Input for this task Block Start

PR #75, opened 2022-05-08
parser

ramirobg94:
Mock files for tests: 
src/arena/expression/_tests/mock/record.js (331 lines)
src/arena/expression/_tests/mock/survey.js (344 lines) 

TESTS:
src/arena/expression/_tests/parser.test.js (116)


src/arena/expression/parser.js
```diff
@@ -0,0 +1,117 @@
...
+      nodeDefsByUuid[node.nodeDefUuid].propsAdvanced?.validations?.expressions;
+  }
+
+  if (type === 'APPLICABLE') {
+    _expressions = nodeDefsByUuid[node.nodeDefUuid].propsAdvanced?.applicable;
+  }
+  if (type === 'DEFAULT_VALUES') {
+    _expressions =
+      nodeDefsByUuid[node.nodeDefUuid].propsAdvanced?.defaultValues;
+  }
```
ramirobg94: extract this to some strategy

src/arena/expression/parser.js
```diff
@@ -0,0 +1,117 @@
...
+        node,
+        survey,
+        record,
+      }),
+      jsApplyIf: _parseArenaExpression({
+        expression: expression.applyIf,
+        node,
+        survey,
+        record,
+      }),
```
ramirobg94: not sure about this "renaming", we should keep the expression and applyIf to create the error message if the error message is not defined

src/arena/expression/parser.js
```diff
@@ -0,0 +1,117 @@
...
+  });
+
+  return jsExpression; // Object.keys(nodeDefsUuidsByName);
+};
+
+export const prepareArenaExpressions = ({
+  node,
+  survey,
+  record,
+  type = 'VALIDATIONS',
```
ramirobg94: extract to types

src/arena/expression/parser.js
```diff
@@ -0,0 +1,117 @@
...
+    return `"${node.value}"`;
+  }
+  return node.value;
+};
+const _parseArenaExpression = ({expression, node, survey, record}) => {
+  const nodeDefsUuidsByName = getNodeDefUuidsByName({survey});
+  const nodeDefsByUuid = survey.nodeDefs;
+
+  let jsExpression = expression.replace();
+  /* HERE is where we should replace the MemberExpression and Identifiers with the 'raw' value  */
```
ramirobg94: we need to implement MemberExpressions, and Identifier Expressions to prepare the expression 
fromArena to JsExpression

src/arena/expression/parser.js
```diff
@@ -0,0 +1,117 @@
...
+      _node.parentUuid === null,
+  );
+};
+
+const getValueToExpression = ({node, survey}) => {
+  const nodeDefsByUuid = survey.nodeDefs;
+  const nodeDef = nodeDefsByUuid[node.nodeDefUuid];
+  if (nodeDef.type === 'text') {
+    return `"${node.value}"`;
+  }
```
ramirobg94: here we need to see what is the best way to transform Identifiers to Literals

src/arena/expression/parser.js
ramirobg94: functions like distance or categoryItemProp

src/arena/expression/parser.js
```diff
@@ -0,0 +1,117 @@
...
+    _node => _node.nodeDefUuid === nodeDefUuid,
+  );
+  const ancestorsNodeUuids = getNodeParents({node, record});
+
+  return nodesByNodeDefUuid.find(
+    _node =>
+      ancestorsNodeUuids.includes(_node.parentUuid) ||
+      _node.parentUuid === null,
+  );
+};
```
ramirobg94: this can be extracted to Survey and Record functions

src/arena/expression/parser.js
```diff
@@ -0,0 +1,117 @@
...
+      );
+    }
+  });
+
+  return jsExpression; // Object.keys(nodeDefsUuidsByName);
+};
+
+export const prepareArenaExpressions = ({
+  node,
+  survey,
```
ramirobg94: pass suevey it is not necessary, we need only the nodeDefs

src/arena/expression/parser.js
```diff
@@ -0,0 +1,117 @@
...
+  const nodeDefsByUuid = survey.nodeDefs;
+  const nodeDef = nodeDefsByUuid[node.nodeDefUuid];
+  if (nodeDef.type === 'text') {
+    return `"${node.value}"`;
+  }
+  return node.value;
+};
+const _parseArenaExpression = ({expression, node, survey, record}) => {
+  const nodeDefsUuidsByName = getNodeDefUuidsByName({survey});
+  const nodeDefsByUuid = survey.nodeDefs;
```
ramirobg94: maybe this can be part of the contexts of this parsers when we create the instance pass the survey and generate this "survey" context

src/arena/expression/_tests/mock/record.js
```diff
@@ -0,0 +1,331 @@
...
+    },
+    warnings: [],
+  },
+  nodes: {
+    CLUSTER_NAME_NODE_UUID: {
+      id: 33,
+      uuid: 'CLUSTER_NAME_NODE_UUID',
+      dateCreated: '2022-05-07T20:36:09.383Z',
+      dateModified: '2022-05-07T20:47:24.411Z',
+      parentUuid: 'CLUSTER_NODE_UUID',
```
SteRiccio: the cluster entity shouldn't have any parent

src/arena/expression/_tests/mock/record.js
```diff
@@ -0,0 +1,331 @@
+const RECORD = {
```
SteRiccio: wow... this is HUGE... why don't you use the RecordBuilder and SurveyBuilder exposed by arena core? a survey and a record built in that way is much easier to read...

src/arena/expression/_tests/mock/record.js
```diff
@@ -0,0 +1,331 @@
...
+    CLUSTER_NAME_NODE_UUID: {
+      id: 33,
+      uuid: 'CLUSTER_NAME_NODE_UUID',
+      dateCreated: '2022-05-07T20:36:09.383Z',
+      dateModified: '2022-05-07T20:47:24.411Z',
+      parentUuid: 'CLUSTER_NODE_UUID',
+      nodeDefUuid: 'CLUSTER_NAME_DEF_UUID',
+      value: 'bbbcdegf',
+      meta: {
+        h: ['CLUSTER_NODE_UUID'],
```
SteRiccio: strange that in the hierarchy there is an item... it's like the cluster has a parent entity...

src/arena/expression/_tests/mock/survey.js
```diff
@@ -0,0 +1,344 @@
+const SURVEY = {
```
SteRiccio: 300 lines of survey like this are simply impossible to understand

src/arena/expression/parser.js
```diff
@@ -0,0 +1,117 @@
+const getNodeDefUuidsByName = ({survey}) => {
```
SteRiccio: there is something similar in arena too, it's associated to the survey in a property called "nodeDefsIndex", managed by the surveyNodeDefsIndex module (index of the node definitions) but actually the index by node def name is missing there.
You should move this code to arena-core, in a module called SurveyWhateverYouWant. There is already a module called Surveys to read properties from a survey, I don't know if it's the right place.

src/arena/expression/parser.js
SteRiccio: some functions are quite similar to what in arena is managed by the recordNodesIndex module. You should move this code to arena-core and update arena and arena-mobile to use that.

src/arena/expression/parser.js
SteRiccio: of course, but this preparation of the context or the survey is something that should be done once, not every time we have to evaluate an expression. this is why in arena we used to have a "nodeDefsIndex" created (and associated to the survey) when the survey is fetched from the db.

src/arena/expression/parser.js
```diff
@@ -0,0 +1,117 @@
...
+  const nodeDefsByUuid = survey.nodeDefs;
+
+  let jsExpression = expression.replace();
+  /* HERE is where we should replace the MemberExpression and Identifiers with the 'raw' value  */
+  Object.keys(nodeDefsUuidsByName).forEach(nodeDefName => {
+    const hasNodeDef = jsExpression.includes(nodeDefName);
+    // not entity nodeDefs
+    if (
+      hasNodeDef &&
+      nodeDefsByUuid[nodeDefsUuidsByName[nodeDefName]].type !== 'entity'
```
SteRiccio: use the enum NodeDefType of arena-core

src/arena/expression/parser.js
SteRiccio: use SurveyDependencyType of arena-core

src/arena/utils.js
```diff
@@ -0,0 +1,27 @@
...
+  }
+  if (value.constructor === Set) {
+    return value.size === 0;
+  }
+  if (value.constructor === Map) {
+    return value.size === 0;
+  }
+
+  return false;
+};
```
SteRiccio: not another arena-core Objects module please...

SteRiccio (changes requested):

src/arena/expression/_tests/mock/record.js
ramirobg94: Ive just copy the state to do it faster, but agree

src/arena/expression/_tests/mock/record.js
ramirobg94: Cluster_name is an attribute of the cluster

src/arena/expression/_tests/mock/record.js
ramirobg94: Cluster name is an attribute of the cluster

src/arena/expression/_tests/mock/survey.js
ramirobg94: it is just a copy of the state to support the test, agree to build it with the builder

src/arena/expression/parser.js
ramirobg94: agree to moved that into XXX/Survey, I think that I put a comment above similar

src/arena/expression/parser.js
ramirobg94: Thats the idea with the comment, I did in this way because to "work" in "draft" is faster than iterate the module

src/arena/utils.js
ramirobg94: Ive just copy and paste util things to be faster than iterate with the arena-core module,

src/arena/expression/_tests/mock/record.js
SteRiccio: ah sorry, I tought it was the cluster entity

src/arena/utils.js
SteRiccio: you really like the arena-core module... :D

SteRiccio (approved):

SteRiccio (approved):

Input for this task Block End

Brief
The number alone, please: how many lines in the data contain the string "have"?

Solution for this task
2